An understanding of local walking context plays an important role in the analysis of gait in humans and in the high level control systems of robotic prostheses. Laboratory analysis on its own can constrain the ability of researchers to properly assess clinical gait in patients and robotic prostheses to function well in many contexts, therefore study in diverse walking environments is warranted. A ground-truth understanding of the walking terrain is traditionally identified from simple visual data. Deep Neural Networks, and in particular Convolutional Neural Networks are ideal for this classification task, but require extensive training data. Even moderately priced modern mobile devices include a suite of sensors capable of gathering not only visual images of walking terrain, but also depth data using built-in LiDAR sensors, and classifiers incorporating this multimodal data can outperform simple visual classification. The purpose of this dataset is to provide researchers and engineers a baseline set of multi-class, multi-sensor, walking terrain data, but its utility could be extended to any number of uses, including autonomous robots. We therefore present L-AVATeD: the Lidar And Visible wAlking Terrain Dataset, consisting of ~8,000 pairs of visual (RGB) and Depth (LiDAR) data. The data are divided into 9 classes of walking terrain typical of the built environments inside and surrounding North American academic and healthcare institutions.

Instructions: 

A preprocessed, resized and pre-split version of the database (suitable for e.g. training deep neural networks) is available in the file "lavated_split.zip." This version of the dataset is split into training, validation and test sets with an approximate ratio of 80%, 10%, 10%.
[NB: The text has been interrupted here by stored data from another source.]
PR #41, opened 2019-05-26
Remove use of yield() in test applications

phil-levis:
Calling yield() directly assuming a particular callback is bug-prone. If the runtime registers its own callbacks, then the application might assume a callback has occurred when it hasn't. This patch replaces all of the calls to yield() into calls to yield_for().

### DIFF
--- a/examples/tests/analog_comparator/main.c
+++ b/examples/tests/analog_comparator/main.c
@@ -27,7 +27,7 @@ static void analog_comparator_callback (__attribute__ ((unused)) int arg0,
                                         __attribute__ ((unused)) int arg1,
                                         __attribute__ ((unused)) int arg2,
                                         __attribute__ ((unused)) void* userdata) {
-  callback_channel = arg0;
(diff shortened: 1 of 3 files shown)


ppannuto:
We've been hit by various flavors of this `yield` vs `yield_for` bug before.. should we just remove `yield` completely in favor of `yield_for`? After this patch, the only remaining instances of `yield` (in code) in this repo are:

    examples/security_app/main.c:62:    yield();
    examples/tests/gpio_interrupt/main.c:24:    yield();
    libtock/alarm_timer.c:201:    yield();
    libtock/crt0.c:187:    yield();

alevy:
We should not remove `yield` completely, you need it to build lower layer runtimes. Could make sense (as I've suggested in the past) to separate the low level user interface from the synchronous appearing runtime, and only have `yield` in the former.

alevy:
(I meant from the library, not the example/test applications. we can remove completely from example apps)

PR #49, opened 2019-07-25
riscv support

DieracDelta:
This is a couple of minor changes (before I forget) to get c_hello to run on qemu emulating the hifive1 board. The idea here is that if you clone this and compile, it'll just work. Most of this came out of a discussion with brad last week.

1) I couldn't get the cpp library to compile. Has anyone had success with that?
2) We need to save app_start in a0 (first argument) before overwriting s0 in crt0. This allows app_start to be passed to _c_start instead of the frame pointer. 
3) Due to issues with PIC, c_hello is finding an incorrect address for the char array. Need to move it inside main() to prevent this.

### DIFF
--- a/Configuration.mk
+++ b/Configuration.mk
@@ -88,9 +88,6 @@ override CPPFLAGS_cortex-m0 += $(CPPFLAGS_cortex-m) \
 override LEGACY_LIBS_cortex-m += \
       $(TOCK_USERLAND_BASE_DIR)/newlib/cortex-m/libc.a\
       $(TOCK_USERLAND_BASE_DIR)/newlib/cortex-m/libm.a\
-      $(TOCK_USERLAND_BASE_DIR)/libc++/cortex-m/libstdc++.a\
-      $(TOCK_USERLAND_BASE_DIR)/libc++/cortex-m/libsupc++.a\
-      $(TOCK_USERLAND_BASE_DIR)/libc++/cortex-m/libgcc.a
 
 override LEGACY_LIBS_cortex-m4 += $(LEGACY_LIBS_cortex-m)
 override LEGACY_LIBS_cortex-m3 += $(LEGACY_LIBS_cortex-m)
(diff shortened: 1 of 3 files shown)


ppannuto:
> I couldn't get the cpp library to compile. Has anyone had success with that?

Libtock grabs a snapshot of newlib, it looks like the current version is from April 2017 (see the Makefile in the newlib folder) -- it's quite possible that risc-v support was incomplete at that point. Maybe try updating that?

bradjc:
> Libtock grabs a snapshot of newlib, it looks like the current version is from April 2017 (see the Makefile in the newlib folder) -- it's quite possible that risc-v support was incomplete at that point. Maybe try updating that?

It's likely that we would need a version from one of the riscv teams.

Configuration.mk
```diff
@@ -88,9 +88,6 @@ override CPPFLAGS_cortex-m0 += $(CPPFLAGS_cortex-m) \
 override LEGACY_LIBS_cortex-m += \
       $(TOCK_USERLAND_BASE_DIR)/newlib/cortex-m/libc.a\
       $(TOCK_USERLAND_BASE_DIR)/newlib/cortex-m/libm.a\
-      $(TOCK_USERLAND_BASE_DIR)/libc++/cortex-m/libstdc++.a\
-      $(TOCK_USERLAND_BASE_DIR)/libc++/cortex-m/libsupc++.a\
-      $(TOCK_USERLAND_BASE_DIR)/libc++/cortex-m/libgcc.a
```
bradjc: Does this need to change for some reason?

DieracDelta: Oops, no that shouldn't be deleted.

libtock/crt0.c
```diff
@@ -215,11 +215,10 @@ void _start(void* app_start __attribute__((unused)),
     "ecall\n"                   // memop
     //
     // Setup initial stack pointer for normal execution
-    "mv   sp, s1\n"             // sp = stacktop
-    "mv   s0, sp\n"             // Set the frame pointer to sp.
-    //
     // Call into the rest of startup. This should never return.
+    "mv   sp, s1\n"             // sp = stacktop
     "mv   a0, s0\n"             // first arg is app_start
+    "mv   s0, sp\n"             // Set the frame pointer to sp.
```
bradjc: It would be great to add this change to `master`.

DieracDelta: I'm just going to manually submit a pr to master.

PR #55, opened 2019-10-01
program.mk: update as tockloader has changed

### LINKED ISSUE #54: Program.mk out of sync with Tockloader
The Makefiles in each app still link to `Program.mk` which uses specifies methods of loading code onto boards. It looks like that file has gotten quite a bit out of sync with Tockloader.

It still uses the `--jtag` flag, which Tockloader warns is deprecated.

It also refers to `nrf52dk.py` for programming the nrf52dk, which doesn't seem to work. While `tockloader install --jlink --board nrf52dk` works just fine.

bradjc:
This updates the flashing commands in Program.mk since Tockloader has been updated.

Fixes #54

### DIFF
--- a/Program.mk
+++ b/Program.mk
@@ -16,22 +16,22 @@ endif
 #
 ifeq ("$(TOCK_BOARD)","hail")
 PROGRAM = $(TOCKLOADER) $(TOCKLOADER_GENERAL_FLAGS) install $<
-FLASH = $(TOCKLOADER) $(TOCKLOADER_GENERAL_FLAGS) install --jtag $<
+FLASH = $(TOCKLOADER) $(TOCKLOADER_GENERAL_FLAGS) install --jlink $<
 
 else ifeq ("$(TOCK_BOARD)","imix")
 # Change program region offset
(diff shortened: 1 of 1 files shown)


Program.mk
```diff
@@ -16,22 +16,22 @@ endif
 #
 ifeq ("$(TOCK_BOARD)","hail")
 PROGRAM = $(TOCKLOADER) $(TOCKLOADER_GENERAL_FLAGS) install $<
-FLASH = $(TOCKLOADER) $(TOCKLOADER_GENERAL_FLAGS) install --jtag $<
+FLASH = $(TOCKLOADER) $(TOCKLOADER_GENERAL_FLAGS) install --jlink $<
 
 else ifeq ("$(TOCK_BOARD)","imix")
 # Change program region offset
 TOCKLOADER_INSTALL_FLAGS += --app-address 0x40000
```
brghena: Does Imix still use a different address for apps too?

bradjc: Yes, although I think it most cases that flag is not required as the value is in the bootloader args.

The raw dataset including: full-sized RGB images in HEIC format, full-sized LiDAR depth data stored as 32-bit disparity maps in TIFF format, as well as device orientation vectors are available by downloading the file "lavated_raw.zip".

Scripts for preprocessing and partitioning the full-sized dataset can be found in "lavated_scripts.zip".

More details related to the class names, file-naming scheme and data formats can be found in the documentation file "README.md".